_WORK INSTRUCTION:_ Find the word "would" in the records below. List each line containing it.

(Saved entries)

PR #5976, opened 2024-08-08
gated store rewrite to UOps.IF

ianpaul10:
PR for bounty: "gated store rewrite to UOps.IF, well tested. spec: https://github.com/tinygrad/tinygrad/pull/5652"

Changes include: 

- [x] Wrapping UOps.STOREs that were previously gated in-line with UOps.IFs. I'm not sure if the UOps.STORE's src should include the IF or not. I've included it for now. Unsure on best practices. 
- [x] Grouping UOps.STOREs that are reliant on the same gate / UOps.IF into a single if block. I'm not sure if there's a cleaner way to go about this. I can certainly reduce the line count in this area but also not sure if there's a smarter way to go about keeping them together.
- [x] cstyle renderer 
- [x] Enable previously failing tests
- [x] llvmir renderer
- [x] Fix llvmir & ptx tests

### DIFF
--- a/tinygrad/codegen/uopgraph.py
+++ b/tinygrad/codegen/uopgraph.py
@@ -413,7 +413,7 @@ def no_vectorized_alu(alu):
 def create_gate(root:UOp) -> Optional[UOp]:
   @functools.lru_cache(None)
   def _gate_srcs(u:UOp, gate:UOp) -> UOp:
-    if u.op in {UOps.BARRIER, UOps.EXPAND}: return u
+    if u.op in { UOps.BARRIER, UOps.EXPAND }: return u
     if u.op is UOps.LOAD and u.src[-1].op is UOps.BARRIER and gate.op is not UOps.IF:
       return UOp(u.op, u.dtype, u.src[:-1] + (UOp(UOps.IF, None, (gate, u.src[-1])),), u.arg)
     if u.op is UOps.STORE and len(u.src) == 4 and u.src[-1].op in {UOps.ALU, UOps.CAST}:
@@ -446,26 +446,8 @@ def delete_redundant_gates(root:UOp) -> Optional[UOp]:
   def find_gate(x:UOp) -> Optional[UOp]:
     if x.op is UOps.IF: return x
     return next((ret for s in x.src if (ret:=find_gate(s)) is not None), None)
-  if len(root.src) == 4 and (sub_gate:=find_gate(root.src[2])) and sub_gate.src[0] is root.src[-1].src[0]:
-    return UOp(UOps.STORE, root.dtype, root.src[:3], root.arg)
-  return None
-
-def merge_gates(sink:UOp) -> Optional[UOp]:
-  @functools.lru_cache(None)
-  def has_range(x:UOp) -> bool: return any(s2p.op is UOps.RANGE for s2p in x.sparents)
-  if len([x.op is UOps.STORE and len(x.src) == 4 for x in sink.src]) <= 1: return None
-  if_src_to_if_op: Dict[UOp, UOp] = {}
-  for x in sink.src:
-    if x.op is UOps.STORE and len(x.src) == 4 and has_range(x.src[2]) and x.src[2] not in x.src[-1].src:
-      if_to_update = if_src_to_if_op.get(x.src[-1].src[0], x.src[-1])
-      if_src_to_if_op[x.src[-1].src[0]] = UOp(UOps.IF, None, (if_to_update.src[0],) + if_to_update.src[1:] + (x.src[2],), None)
-  if len(if_src_to_if_op) == 0: return None
-  new_sink_srcs = []
-  for x in sink.src:
-    if x.op is UOps.STORE and len(x.src) == 4:
-      new_sink_srcs.append(UOp(UOps.STORE, x.dtype, x.src[:-1] + (if_src_to_if_op[x.src[-1].src[0]],), x.arg))
-    else: new_sink_srcs.append(x)
-  return UOp(UOps.SINK, sink.dtype, tuple(new_sink_srcs), sink.arg)
+  if len(root.src) == 3 or (gate:=find_gate(root)) is None or gate.src[0] is not root.src[3]: return None
+  return UOp(UOps.STORE, root.dtype, root.src[:3], root.arg)
 
 reducer = PatternMatcher([
   (NOp(UOps.REDUCE, name="root"), do_reduce),
@@ -475,7 +457,6 @@ reducer = PatternMatcher([
   (NOp(UOps.STORE, name="root"), delete_redundant_gates),
   # late fixup of unfoldable image loads
   (UPat(UOps.LOAD, src=(UPat(name="buf"), UPat()), allow_any_len=True, name="load"), fix_unfoldable_image_load),
-  # (NOp(UOps.SINK, name="sink"), merge_gates),
 ])
 
 no_pyint = PatternMatcher([(UPat({UOps.CONST, UOps.ALU, UOps.SPECIAL, UOps.RANGE, UOps.EXPAND}, dtype=dtypes.pyint, name="x"),
--- a/tinygrad/codegen/uopgraph.py
+++ b/tinygrad/codegen/uopgraph.py
@@ -452,12 +452,13 @@ def merge_gates(sink:UOp) -> Optional[UOp]:
   def find_gate(x:UOp) -> Optional[UOp]:
     if x.op is UOps.RANGE: return x
     return next((ret for s in x.src if (ret:=find_gate(s)) is not None), None)
-  if_src_to_if_op, new_sink_srcs = {}, []
+  if_src_to_if_op: Dict[UOp, UOp] = {}
   for x in sink.src:
     if x.op is UOps.STORE and len(x.src) == 4 and x.src[-1].op is UOps.IF and find_gate(x.src[2]) and x.src[2] not in x.src[-1].src:
       if_to_update = if_src_to_if_op.get(x.src[-1].src[0], x.src[-1])
       if_src_to_if_op[x.src[-1].src[0]] = UOp(UOps.IF, None, (if_to_update.src[0],) + if_to_update.src[1:] + (x.src[2],), if_to_update.arg)
   if len(if_src_to_if_op) == 0: return None
+  new_sink_srcs = []
   for x in sink.src:
     if x.op is UOps.STORE and len(x.src) == 4 and x.src[-1].op is UOps.IF:
       new_sink_srcs.append(UOp(UOps.STORE, x.dtype, x.src[:-1] + (if_src_to_if_op[x.src[-1].src[0]],), x.arg))
--- a/tinygrad/codegen/uopgraph.py
+++ b/tinygrad/codegen/uopgraph.py
@@ -447,9 +447,8 @@ def delete_redundant_gates(root:UOp) -> Optional[UOp]:
   def find_gate(x:UOp) -> Optional[UOp]:
     if x.op is UOps.IF: return x
     return next((ret for s in x.src if (ret:=find_gate(s)) is not None), None)
-  if len(root.src) == 3 or (gate:=find_gate(root)) is None or gate.src[0] is not root.src[3]:
-    if (sub_gate := find_gate(root.src[2])) is not None and sub_gate.src[0] is root.src[-1].src[0]:
-      return UOp(UOps.STORE, root.dtype, root.src[:3], root.arg)
+  if len(root.src) == 3 or (gate:=find_gate(root)) is None or gate.src[0] is not root.src[3] \
+    and not ((sub_gate := find_gate(root.src[2])) is not None and sub_gate.src[0] is root.src[-1].src[0]):
     return None
   return UOp(UOps.STORE, root.dtype, root.src[:3], root.arg)
 
--- a/tinygrad/codegen/uopgraph.py
+++ b/tinygrad/codegen/uopgraph.py
@@ -414,7 +414,19 @@ def create_gate(root:UOp) -> Optional[UOp]:
   @functools.lru_cache(None)
   def _gate_srcs(u:UOp, gate:UOp) -> UOp:
     if u.op is UOps.BARRIER: return u
-    if u.op is UOps.LOAD and u.src[-1].op is UOps.BARRIER and gate.op is not UOps.IF: return UOp(u.op, u.dtype, u.src[:-1]+(UOp(UOps.IF, None, (gate, u.src[-1])),), u.arg)  # noqa: E501
+
+    # NOTE: For my dumbass tomorrow. We want to have only a single if around a barrier and a store. TODO on how to distinguish them within this loop.
+    # Possibly undouble them within the dedupe method or within the final merge ifs method
+
+    # main of this branch
+    # if u.op is UOps.LOAD and u.src[-1].op is UOps.BARRIER and gate.op is not UOps.IF: return UOp(u.op, u.dtype, u.src[:-1]+(UOp(UOps.IF, None, (gate, u.src[-1])),), u.arg)  # noqa: E501
+
+    # other options of this branch
+    # if u.op is UOps.LOAD and u.src[-1].op is UOps.BARRIER and gate.op is not UOps.IF: return UOp(u.op, u.dtype, u.src[:-1]+(UOp(UOps.IF, None, (gate, u.src[-1])),), u.arg)  # noqa: E501
+    # if u.op is UOps.LOAD and u.src[-1].op is UOps.BARRIER: return UOp(u.op, u.dtype, u.src[:-1]+(UOp(UOps.IF, None, (gate, u.src[-1])),), u.arg)  # noqa: E501
+    if u.op is UOps.LOAD and u.src[-1].op is UOps.BARRIER: return UOp(u.op, u.dtype, u.src[:-1]+(UOp(UOps.IF, None, (gate if gate.op is not UOps.IF else gate.src[0], u.src[-1])),), u.arg)  # noqa: E501
+    # if u.op is UOps.LOAD and u.src[-1].op is UOps.BARRIER: return UOp(u.op, u.dtype, u.src[:-1]+(UOp(UOps.IF, None, (gate if gate.op is not UOps.IF else gate.src[0],)),), u.arg)  # noqa: E501
+
     if u.op is UOps.STORE and len(u.src) == 4 and u.src[-1].op in { UOps.ALU, UOps.CAST } and u.src[-1].dtype == dtypes.bool: return UOp(u.op, u.dtype, u.src[:-1] + (UOp(UOps.IF, None, (u.src[-1],)),), u.arg)  # noqa: E501
     return u if (replace_source:=tuple(_gate_srcs(x, gate) for x in u.src)) == u.src else UOp(u.op, u.dtype, replace_source, u.arg)
   return None if len(root.src) == 3 or (ret:=_gate_srcs(root, root.src[3])) is root else ret
@@ -444,17 +456,24 @@ def delete_redundant_gates(root:UOp) -> Optional[UOp]:
   def find_gate(x:UOp) -> Optional[UOp]:
     if x.op is UOps.IF: return x
     return next((ret for s in x.src if (ret:=find_gate(s)) is not None), None)
-  if len(root.src) == 3 or (gate:=find_gate(root)) is None or gate.src[0] is not root.src[3]: return None
+  # if len(root.src) == 3 or (gate:=find_gate(root)) is None or gate.src[0] is not root.src[3]: return None
+  if len(root.src) == 3 or (gate:=find_gate(root)) is None or gate is not root.src[3]:
+    if (sub_gate := find_gate(root.src[2])) and sub_gate is not None and sub_gate.src[0] is root.src[-1].src[0]:
+      abcdef = 1
+      return UOp(UOps.STORE, root.dtype, root.src[:3], root.arg)
+  # if len(root.src) == 3 or (gate:=find_gate(root.src[2])) is None or gate is not root.src[3]:
+    return None
   return UOp(UOps.STORE, root.dtype, root.src[:3], root.arg)
 
 def merge_gates(sink:UOp) -> Optional[UOp]:
   @functools.lru_cache(None)
-  def find_gate(x:UOp) -> Optional[UOp]:
+  def find_range(x:UOp) -> Optional[UOp]:
     if x.op is UOps.RANGE: return x
-    return next((ret for s in x.src if (ret:=find_gate(s)) is not None), None)
+    return next((ret for s in x.src if (ret:=find_range(s)) is not None), None)
   if_src_to_if_op: Dict[UOp, UOp] = {}
   for x in sink.src:
-    if x.op is UOps.STORE and len(x.src) == 4 and x.src[-1].op is UOps.IF and find_gate(x.src[2]) and x.src[2] not in x.src[-1].src:
+    if x.op is UOps.STORE and len(x.src) == 4 and x.src[-1].op is UOps.IF and find_range(x.src[2]) and x.src[2] not in x.src[-1].src:
+    # if x.op is UOps.STORE and len(x.src) == 4 and x.src[-1].op is UOps.IF and x.src[2] not in x.src[-1].src:
       if_to_update = if_src_to_if_op.get(x.src[-1].src[0], x.src[-1])
       if_src_to_if_op[x.src[-1].src[0]] = UOp(UOps.IF, None, (if_to_update.src[0],) + if_to_update.src[1:] + (x.src[2],), if_to_update.arg)
   if len(if_src_to_if_op) == 0: return None
--- a/tinygrad/codegen/uopgraph.py
+++ b/tinygrad/codegen/uopgraph.py
@@ -415,18 +415,16 @@ def create_gate(root:UOp) -> Optional[UOp]:
   def _gate_srcs(u:UOp, gate:UOp) -> UOp:
     if u.op is UOps.BARRIER: return u
     if u.op is UOps.LOAD and u.src[-1].op is UOps.BARRIER and gate.op is not UOps.IF:
-      # print(f"Adding IF with src {u.src[-1]} to {u.op}")
       return UOp(u.op, u.dtype, u.src[:-1]+(UOp(UOps.IF, None, (gate, u.src[-1])),), u.arg)
-    if u.op is UOps.STORE and len(u.src) == 4 and u.src[-1].op in { UOps.ALU, UOps.CAST } and u.src[-1].dtype == dtypes.bool:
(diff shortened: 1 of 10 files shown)


Qazalin:
bounty locked, good luck!
Your test output is correct but the implementation can be simpler,
Can you rewrite all gated stores with IF? There shouldn't be two paths for gated stores in renderers.

Also, can it do the grouping with a rewrite rule, like a merge_gates?
image

tinygrad/codegen/uopgraph.py
```diff
@@ -562,6 +565,17 @@ def push(u:UOp):
       if x.op is UOps.DEFINE_ACC:
         idx = min([self._uops.index(l) for l in x.src if l.op is UOps.RANGE])
         self._uops.insert(idx, x)
+      elif x.op is UOps.STORE and len(x.src) == 4 and x.src[-1].op is UOps.IF:
```
geohot, line 568: If possible, it's much better to do things as graph rewrite rules than here. Does this have to be done in the linearizer?

ianpaul10:
> bounty locked, good luck!

Thanks!

> Your test output is correct but the implementation can be simpler, Can you rewrite all gated stores with IF? There shouldn't be two paths for gated stores in renderers.

If I understood you correctly, I think all gated stores should now be handled in the renderer [now](https://github.com/tinygrad/tinygrad/pull/5976/files#diff-9694d15708a36a57a7e1485db60b1b4b1d2fc1e7278bc87127a73efd0bfa7dc0R130) (I think I just had that in as a safety precaution but things seem to work without it).

> Also, can it do the grouping with a rewrite rule, like a merge_gates?

Sorry, I'm probably missing something obvious, but I seem to only be getting it to work within the`linearize` function because of the way the prioritization is modified for any `RANGE` uops within the `push` function for adding items to the queue.

I tried to simplify things to only be in the `push` function but it doesn't work for all cases (specifically with nested ifs, TODO for me). Am I off-base at all with that observation? I don't want to take up too much of your time, but what sort of change to the prioritization/ordering of things could happen within a rewrite rule?

tinygrad/codegen/uops.py
```diff
@@ -222,7 +222,7 @@ def type_verify(uops):
     if uop is UOps.GEP: assert dtype == src[0].dtype.scalar(), f"GEP of {src[0].dtype=} should be {src[0].dtype.scalar()} != {dtype}"
     if uop is UOps.STORE:
       assert dtype is None, f"{uop} dtype must be None, got {dtype}"
-      if len(src) == 4: assert src[3].dtype == dtypes.bool, f"gate dtype mismatch {src[3].dtype} != {dtypes.bool}"
+      if len(src) == 4: assert src[3].dtype == dtypes.bool or src[3].op is UOps.IF, f"gate dtype mismatch {src[3].dtype} != {dtypes.bool}"
```
Qazalin, line 225: this shouldn't exist then:
```
src[3].dtype == dtypes.bool or
```

tinygrad/renderer/cstyle.py
```diff
@@ -115,7 +115,8 @@ def ssa(prefix:str, u:Optional[UOp]=None):
       uop,dtype,src,args = u.op,u.dtype,u.src,u.arg
       # these four uops don't have output dtypes
       if uop is UOps.IF:
-        kk(f"if ({r[src[0]]}) {{")
+        try: kk(f"if ({r[src[0]]}) {{")
+        except KeyError: kk(f"if ({r[src[0].src[0]]}) {{")
```
Qazalin, line 119: what is this?

tinygrad/codegen/uops.py
ianpaul10: Right, missed that sorry

Qazalin:
> the prioritization/ordering of things could happen within a rewrite rule?

I think if you do the graph rewriting right you don't need to worry about the queue.

tinygrad/renderer/cstyle.py
ianpaul10: Unnecessary now, some key errors were occurring with the nested refs when I was making bigger changes

ianpaul10:
> I think if you do the graph rewriting right you don't need to worry about the queue.

Ok, I'll give it a closer look and figure it out. Thanks!

tinygrad/renderer/cstyle.py
```diff
@@ -167,7 +167,7 @@ def ssa(prefix:str, u:Optional[UOp]=None):
             val = self.render_cast(precast, dtype, bitcast=True)
           elif uop is UOps.CAST: val = self.render_cast(r[src[0]], dtype, bitcast=False)
           else: val = self.render_vectorize([r[x] for x in src], dtype)
-          if child_count[u] <= 1: r[u] = val
+          if child_count[u] - len([x.op is UOps.IF and len(x.src) > 1 and u in x.src[1:] for x in u.parents]) <= 1: r[u] = val
```
ianpaul10, line 170: This was needed to stop unnecessary variables from being created (sometimes out of scope/in a nested loop) when it was only referenced by the STORE inside the code, and by the IF only for correct graph structure/ordering.

Qazalin: OK, can you move this to a separate diff with a test?
Your diffs should have the essential lines to get **correctness**. Net noop changes are always separate PRs.

Qazalin: is this the thing that's doing
image
?

ianpaul10: > OK, can you move this to a separate diff with a test?

Sounds good, I'll open up a PR specifically for this today.

> is this the thing that's doing

Ya that change would be due to this line modification.

The only reason I needed to include it is due to `test_padto_where_multireduce` failing with my new additions. It feels like a more subtle preexisting  bug that I might've ran into where a STORE src's could be out of scope if another UOp also references it, causing it to become a variable.

This patch only addresses it for the case of when an IF UOp refers to it, but I think there's the possibility of it bubbling up elsewhere.

Qazalin:
The diff looks very close!

Some things I noticed:

1. This isn't wrapping the second reduceop in the IF for multi reduce. It should, LOAD is expensive. `TestLinearizer.test_double_reduce_multireduce`
image

2. Can you comment this part better?
https://github.com/tinygrad/tinygrad/pull/5976/files#diff-00bd44b667ec90ae1d3e984e699bc6b498c84ca1b1bd15a025437ded227457bfR456-R457 - Why did gate creation needed changes?

ianpaul10:
W.r.t. point 1: Yes I saw that too after rebasing and having those tests now uncommented. I think it should be fixed now by joining the IFs in `delete_redundant_gates`. LMK if that isn't the appropriate place for that.

I'm going to work on doing it in within the first IF to reduce redundancy. I broke it out for now to be a bit more explicit about what it's doing.

W.r.t. point 2: Done. LMK if that's the sort of detail you were looking for.

And any advice/tips on how to debug the PTX tests? I saw similar failures on METAL previously (I'm doing dev work on a Mac) but struggling to recreate/debug the errors now even through emulation.

Qazalin:
@ianpaul10 you can access a green box for that, sent info on discord.

Qazalin:
yay! green CI, is the diff good for review?

tinygrad/renderer/assembly.py
```diff
@@ -126,8 +126,8 @@ def render_load(self, loc, dest, dtype, gate=None, alt=None, ss="", offset=0) ->
     if gate: return [f"@{gate} ld{ss}.{self.mem_types[dtype]} {dest}, [{loc}+{offset}];", f"@!{gate} mov.b{self.types[dtype][1:]} {dest}, {alt};"]
     return [f"ld{ss}.{self.mem_types[dtype]} {dest}, [{loc}+{offset}];"]
 
-  def render_store(self, loc, val, dtype, gate=None, ss="", offset=0) -> List[str]:
-    return [(f"@{gate} " if gate else "") + f"st{ss}.{self.mem_types[dtype]} [{loc}+{offset}], {val};"]
```
Qazalin, line 130: this is what I wanted to see, thanks.

tinygrad/codegen/uopgraph.py
```diff
@@ -477,9 +479,30 @@ def delete_redundant_gates(root:UOp) -> Optional[UOp]:
...
     return next((ret for s in x.src if (ret:=find_gate(s)) is not None), None)
-  if len(root.src) == 3 or (gate:=find_gate(root)) is None or gate.src[0] is not root.src[3]: return None
+  if len(root.src) == 3 or (gate:=find_gate(root)) is None or gate.src[0] is not root.src[3]:
+    if (sub_gate := find_gate(root.src[2])) and sub_gate is not None and sub_gate.src[0] is root.src[-1].src[0]:
+      return UOp(UOps.STORE, root.dtype, root.src[:3], root.arg)
+    return None
   return UOp(UOps.STORE, root.dtype, root.src[:3], root.arg)
 
+def merge_gates(sink:UOp) -> Optional[UOp]:
+  @functools.lru_cache(None)
```
Qazalin, line 489: I'd early return here if there are no gated stores in the sink.

tinygrad/renderer/assembly.py
```diff
@@ -175,26 +175,22 @@ def _cast(a, dtype:DType, atype:DType, bitcast=False, u=None, pred=False):
 
     for u in uops:
       uop,dtype,src,args = u.op,u.dtype,u.src,u.arg
-      if uop is UOps.IF:
-        assert src[0].dtype is not None
-        kk(*self.render_bra(f"IF_{r[src[0]][1:]}_{uops.index(u)}", _cast(r[src[0]], dtypes.bool, src[0].dtype, u=u, pred=True)))
```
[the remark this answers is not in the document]
ianpaul10: Right ok, my bad. What about the current changes where we set and enter the conditional branch at the start of the IF and exit/return at the ENDIF?

I'm still getting up to speed on PTX (& cuda) so not sure about the best approach. What was in place didn't seem correct which is why I removed it all together.

tinygrad/renderer/assembly.py
```diff
@@ -178,23 +178,24 @@ def _cast(a, dtype:DType, atype:DType, bitcast=False, u=None, pred=False):
...
+        kk(f"ENDIF_{r[src[0].src[0]][1:]}_{uops.index(src[0])}:")
       elif uop is UOps.STORE:
         assert src[0].dtype is not None and src[2].dtype is not None
         assert src[0].dtype == dtypes.int64, "store isn't int64"
         assert src[1].op is UOps.CONST, f"store isn't const {u}"
         mem_type = '.shared' if src[0].op is UOps.DEFINE_LOCAL or any(x.op is UOps.DEFINE_LOCAL for x in src[0].parents) else '.global'
         if src[2].dtype.count > 1:
-          kk((f"@{r[src[3]]} " if len(src)>3 else "") + \
-              f"st{mem_type}.v{src[2].dtype.count}.{self.mem_types[src[2].dtype.scalar()]} [{r[src[0]]}+{src[1].arg}], {{{', '.join(r[src[2]])}}};")
+          kk(f"st{mem_type}.v{src[2].dtype.count}.{self.mem_types[src[2].dtype.scalar()]} [{r[src[0]]}+{src[1].arg}], {{{', '.join(r[src[2]])}}};")
```
Qazalin, line 196: what changed here?

tinygrad/renderer/assembly.py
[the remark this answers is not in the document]
Qazalin: your new diff looks more correct, I'll look into why you had challenges with the old stuff.

tinygrad/codegen/uopgraph.py
```diff
@@ -477,9 +479,30 @@ def delete_redundant_gates(root:UOp) -> Optional[UOp]:
...
+  def find_range(x:UOp) -> Optional[UOp]:
+    if x.op is UOps.RANGE: return x
+    return next((ret for s in x.src if (ret:=find_range(s)) is not None), None)
```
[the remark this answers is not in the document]
ianpaul10: Ah good idea. Will switch to that. Should be able to save a few lines too.

tinygrad/renderer/assembly.py
ianpaul10: Simply removed the `(f"@{r[src[3]]} " if len(src)>3 else "") + \`, since there should never be in-line gated stores here anymore (they should be handled as IFs now)

tinygrad/renderer/assembly.py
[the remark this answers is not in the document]
ianpaul10: I'm not sure if it's helpful or not but it was putting the branch "entrypoint" at the ENDIF step, which excluded the actual store. Example snippet from `test_padto_where` from this branch without the rewrite of IF/ENDIF and master below.

master
```
        @%alu_pred_0	st.global.s32 [%alu_s64_1+0], %alu_s32_2;
```

this branch (without changes to IF/ENDIF:
```
        @%alu_pred_0	bra IF_alu_pred_0_31;
	st.global.s32	[%alu_s64_1+0], %alu_s32_2;
	IF_alu_pred_0_31:
```

[test_padto_where__local_failing_ptx.txt](https://github.com/user-attachments/files/16696555/test_padto_where__local_failing_ptx.txt)
[test_padto_where__master_passing_ptx.txt](https://github.com/user-attachments/files/16696557/test_padto_where__master_passing_ptx.txt)

Qazalin:
your diff shouldn't include any noqa for long lines, can you try to break the code down?

tinygrad/codegen/uopgraph.py
```diff
@@ -477,9 +481,29 @@ def delete_redundant_gates(root:UOp) -> Optional[UOp]:
...
+  if len(root.src) == 3 or (gate:=find_gate(root)) is None or gate.src[0] is not root.src[3]:
+    if (sub_gate := find_gate(root.src[2])) is not None and sub_gate.src[0] is root.src[-1].src[0]:
+      return UOp(UOps.STORE, root.dtype, root.src[:3], root.arg)
+    return None
   return UOp(UOps.STORE, root.dtype, root.src[:3], root.arg)
 
+def merge_gates(sink:UOp) -> Optional[UOp]:
+  @functools.lru_cache(None)
+  def has_range(x:UOp) -> bool: return any(s2p.op is UOps.RANGE for s2p in x.sparents)
+  if not any(x.op is UOps.STORE and len(x.src) == 4 and x.src[-1].op is UOps.IF for x in sink.src): return None
```
Qazalin, line 493: will STORE ever have len(x.src) == 4 and not be IF here? I think all gates should have been rewritten already, aren't they?

ianpaul10: Oh ya good catch, I guess I was just being extra cautious. Will update now

tinygrad/codegen/uopgraph.py
```diff
@@ -477,9 +481,28 @@ def delete_redundant_gates(root:UOp) -> Optional[UOp]:
   def find_gate(x:UOp) -> Optional[UOp]:
     if x.op is UOps.IF: return x
     return next((ret for s in x.src if (ret:=find_gate(s)) is not None), None)
-  if len(root.src) == 3 or (gate:=find_gate(root)) is None or gate.src[0] is not root.src[3]: return None
+  if len(root.src) == 3 or (gate:=find_gate(root)) is None or gate.src[0] is not root.src[3] \
+    and not ((sub_gate := find_gate(root.src[2])) is not None and sub_gate.src[0] is root.src[-1].src[0]):
```
ianpaul10, line 485: Unsure about the best way to do this. I had it as a nested if statement before, but then `return UOp(UOps.STORE, root.dtype, root.src[:3], root.arg)` was getting repeated again 🤷 This way only adds 2 lines (could be only 1 if we want to bump the `return None` to this line) but is maybe a bit harder to read.

ianpaul10:
I'm not sure about the norms in this repo, but would you like me to clean up the commit history into only a few isolated commits, or do you normally keep the history as-is?

tinygrad/codegen/uopgraph.py
Qazalin: "extra caution" is the wrong way to think about the uopgraph codebase.
The pattern matcher must be deterministic and have clear, localized behavior.

Qazalin:
how much did you benchmark this against:
PROFILE=0 python3 test/external/external_benchmark_schedule.py
is it fast?

tinygrad/codegen/uopgraph.py
```diff
@@ -477,9 +481,28 @@ def delete_redundant_gates(root:UOp) -> Optional[UOp]:
...
+    return None
   return UOp(UOps.STORE, root.dtype, root.src[:3], root.arg)
 
+def merge_gates(sink:UOp) -> Optional[UOp]:
+  @functools.lru_cache(None)
+  def has_range(x:UOp) -> bool: return any(s2p.op is UOps.RANGE for s2p in x.sparents)
+  if not any(x.op is UOps.STORE and len(x.src) == 4 for x in sink.src): return None
```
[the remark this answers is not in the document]
ianpaul10: Do you mean something like `if not any(x.op is UOps.IF in sink.parents): return None`? Or do you mean checking the `x.src[-1].op is UOps.IF`?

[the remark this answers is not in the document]
ianpaul10: Sorry, I completely misunderstood your question last night.

Yes, that's clever. It should work since we shouldn't care about positioning of the IF when there's only one.

tinygrad/codegen/uopgraph.py
```diff
@@ -448,7 +448,11 @@ def create_gate(root:UOp) -> Optional[UOp]:
   @functools.lru_cache(None)
   def _gate_srcs(u:UOp, gate:UOp) -> UOp:
     if u.op is UOps.BARRIER: return u
-    if u.op is UOps.LOAD and u.src[-1].op is UOps.BARRIER: return UOp(u.op, u.dtype, u.src[:-1]+(UOp(UOps.IF, None, (gate, u.src[-1])),), u.arg)
+    if u.op is UOps.LOAD and u.src[-1].op is UOps.BARRIER:
+      # NOTE: gate could already be wrapped in an IF, so only take IF's src[0] in that case. Will join IFs in delete_redundant_gates
+      return UOp(u.op, u.dtype, u.src[:-1] + (UOp(UOps.IF, None, (gate if gate.op is not UOps.IF else gate.src[0], u.src[-1])),), u.arg)
+    if u.op is UOps.STORE and len(u.src) == 4 and u.src[-1].op in { UOps.ALU, UOps.CAST } and u.src[-1].dtype == dtypes.bool:
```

_COMPLETED EXERCISE:_
Ya that change would be due to this line modification.
I'm not sure about the norms in this repo, but would you like me to clean up the commit history into only a few isolated commits, or do you normally keep the history as-is?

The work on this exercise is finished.